Task brief ▸ When you reach the line with "Implements LCORE-1673: the" in the data below, begin printing lines exactly, and stop once the line with "The scenarios observe" has been printed.
=== Data for this task ===
PR #2611, opened 2026-09-04
LCORE-1673: e2e feature file for conversation compaction (no step implementation)

max-svistunov:
## Description

Implements LCORE-1673: the behave feature file for conversation compaction, authored from `docs/design/conversation-compaction/conversation-compaction.md` ahead of the step definitions (LCORE-2230, #2612), so the scenarios describe intended behaviour rather than the implementation.

> **Since the last review round:** reworked per the changes-requested review. Six scenarios became three, the threshold crossing is deterministic, the fixtures are provider-agnostic and shield-free, the feature is `@skip` until #2612 lands the steps, and the branch is rebased onto current `main` (OGX rename applied to the server-mode fixtures).
>
> **Since the second review round:** the query scenario gains queries 4 and 5, which trigger a second compaction and check that the first summary survives it (details below). Buffered turns are not checked past query 3, because they are dropped from later requests after a compaction; that is a production bug, tracked as LCORE-4219.

The scenarios observe compaction strictly from outside the deployed stack, per the test-layer boundary in `docs/testing/e2e_testing.md`:

| Scenario | What it shows |
|---|---|
| the third query crosses the threshold, a second summary keeps the first, recall and history survive | `context_status` is `full` on turns 1 and 2 and `summarized` on turns 3-5; the turn-3 answer recalls one fact from the summarized turn and one from the verbatim buffer; turn 5 creates a second summary and its answer recalls a fact only the first summary holds; GET conversation still returns the earlier user queries |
===
Response to this exercise ▸
Implements LCORE-1673: the behave feature file for conversation compaction, authored from `docs/design/conversation-compaction/conversation-compaction.md` ahead of the step definitions (LCORE-2230, #2612), so the scenarios describe intended behaviour rather than the implementation.

> **Since the last review round:** reworked per the changes-requested review. Six scenarios became three, the threshold crossing is deterministic, the fixtures are provider-agnostic and shield-free, the feature is `@skip` until #2612 lands the steps, and the branch is rebased onto current `main` (OGX rename applied to the server-mode fixtures).
>
> **Since the second review round:** the query scenario gains queries 4 and 5, which trigger a second compaction and check that the first summary survives it (details below). Buffered turns are not checked past query 3, because they are dropped from later requests after a compaction; that is a production bug, tracked as LCORE-4219.

The scenarios observe compaction strictly from outside the deployed stack, per the test-layer boundary in `docs/testing/e2e_testing.md`:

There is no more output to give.